Monday 26th September
Day 24 of 28.
What a lovely thing to see on a Monday morning. I’m so used to seeing an increase of a couple of pounds over the weekend it’s a real novelty to see a weight loss.
Tuesday 27th September
Day 25 of 28.
Interesting. A slight increase from yesterday.
Wednesday 28th September
Day 26 of 28.
Ooooo. Another increase! It’s a minor thing though. These small fluctuations mean very little.
Today was a cake day. A celebration within the family. And knowing that there’s no way I can get even close to my target weight I’m not even trying to avoid the cake.
Not only did I eat cake at home I also ate some during the day at work. One of the departments at work baked cakes as part of a fundraiser for a cancer charity.
They’ll be selling cake for the rest of the week and I’ll be doing my bit to help them… by earing cake.
Don’t worry I won’t go crazy, I still want to do well this week and end with a victory of sorts.
Thursday 29th September
Day 27 of 28
Not totally unexpected. And yes, I did eat more cake today. I was very careful to stick rigidly to the eating plan for the rest of the day though!
Friday 30th September
Day 28 of 28
Good! I was hoping to see a 172 number this week. I feel like some progress was made. I stuck to the plan rigidly today. Although there was still some cake eating, I adjusted the plan accordingly. In other words I cut out some of the teas and coffees and had no other snacks.
I’m hoping to see a 171 number tomorrow.
Saturday 1st October
It’s over! 172 lbs.
I was really hoping to see 171 today but it wasn’t to be. It’s not an issue though. I’m still very pleased.
I started this phase of the diet 4 weeks ago at 178.8 lbs so 172 lbs is still a great result.
The tape measure shows some good progress too.

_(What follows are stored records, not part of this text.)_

PR #1376, opened 2016-11-16
Switch to using deb packaging and systemd

rtyley:
Further to #1367, this removes the old `upstart` configuration in favour of `systemd` and means we
can use modern [Amigo-generated AMIs](https://amigo.gutools.co.uk/recipes/xenial-membership).

The configuration here is based upon the similar config found in Contributions frontend:

* https://github.com/guardian/contributions-frontend/blob/9830dbf1/build.sbt#L77-L101
* https://github.com/guardian/contributions-frontend/blob/9830dbf1/cloud-formation/cfn.yml#L105-L156

The relevant changes in Contributions that resulted in this config include:

* guardian/contributions-frontend@ec38edc
* guardian/contributions-frontend#198

cc @guardian/membership-and-subscriptions

PR #1378, opened 2016-11-18
Fix AWS Cloudwatch config

jacobwinch:
@paulbrown1982 @rtyley 

Tested on a single box (after removing from the auto-scaling group) and can see logs are now being picked up by Cloudwatch.

Note that I removed the __BUILD from the log stream name, as I could see that Roberto had removed this from the Cloudformation file.


johnduffell:
fair enough! 👍 🚤

rtyley:
Damn, I thought I did this stuff with #1376, but I guess that change got lost before I merged the branch :angry:  - thanks for fixing it!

I clearly stalled last week, but the tape seems to indicate that I was bloated and holding water as I suspected. In the pace of a week I’ve lost half an inch from my belly and also from my waist.
And finally the progress picture!
I’m really pleased with this picture. I think there’s a definite improvement since last week, and a huge improvement from the picture I posted right at the start.
This 4 week diet didn’t work out the way I planned. I was intent on going at it aggressively but clearly the setback I encountered in week was not something I could recover from.
167 lbs was always going to be a challenge, so I don’t feel bad about it.
As in previous attempts, it’s always been important to me to share the triumphs and disasters. It’s just part of living life.
I hope you find this to be another honest account of the ups and downs of dieting. I hope you feel encouraged to overcome your own setbacks and the mad numbers the scale seems to throw out from time to time.
A couple of days of not dieting, followed by another attempt at 167!
Thanks for all the encouragement and support in the comments and via email, it’s great to know you’re following along. See you soon.